▶ [EXERCISE]:
Take from the data every line in which the word "that" is found.
⁂
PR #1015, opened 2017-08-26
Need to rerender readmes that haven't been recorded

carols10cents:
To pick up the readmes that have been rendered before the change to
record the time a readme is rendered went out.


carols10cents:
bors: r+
⁂
▶ [RESPONSE TO THE EXERCISE]:
Need to rerender readmes that haven't been recorded
To pick up the readmes that have been rendered before the change to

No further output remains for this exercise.